*Task to complete*: Print, without alteration, the lines that extend from the one holding "Allow exporting a" to the final line of the listing below.

—————

PR #6641, opened 2024-09-18
Allow exporting a document fragment from the exportDOM function

skopz356:
Closes https://github.com/facebook/lexical/issues/5238

This PR allows a node's exportDOM function to return a [DocumentFragment](https://developer.mozilla.org/en-US/docs/Web/API/DocumentFragment) in addition to a HTMLElement or TextNode, which allows exporting a collection of elements with no wrapping element from that node.

See the linked issue for more details, but my basic use case is being able to remove a wrapping anchor tag from the HTML output if the href property is invalid, but keep any formatting (such as tags) within that anchor tag.

Based on: https://github.com/facebook/lexical/pull/5288

### DIFF
--- a/packages/lexical-html/src/__tests__/unit/LexicalHtml.test.ts
+++ b/packages/lexical-html/src/__tests__/unit/LexicalHtml.test.ts
@@ -6,9 +6,6 @@
  *
  */
 
-//@ts-ignore-next-line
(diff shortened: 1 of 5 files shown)


etrepum (approved):
Looks good and tests are passing!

—————

*Task answer*:
Allow exporting a document fragment from the exportDOM function

skopz356:
Closes https://github.com/facebook/lexical/issues/5238

This PR allows a node's exportDOM function to return a [DocumentFragment](https://developer.mozilla.org/en-US/docs/Web/API/DocumentFragment) in addition to a HTMLElement or TextNode, which allows exporting a collection of elements with no wrapping element from that node.

See the linked issue for more details, but my basic use case is being able to remove a wrapping anchor tag from the HTML output if the href property is invalid, but keep any formatting (such as tags) within that anchor tag.

Based on: https://github.com/facebook/lexical/pull/5288

### DIFF
--- a/packages/lexical-html/src/__tests__/unit/LexicalHtml.test.ts
+++ b/packages/lexical-html/src/__tests__/unit/LexicalHtml.test.ts
@@ -6,9 +6,6 @@
  *
  */
 
-//@ts-ignore-next-line
(diff shortened: 1 of 5 files shown)


etrepum (approved):
Looks good and tests are passing!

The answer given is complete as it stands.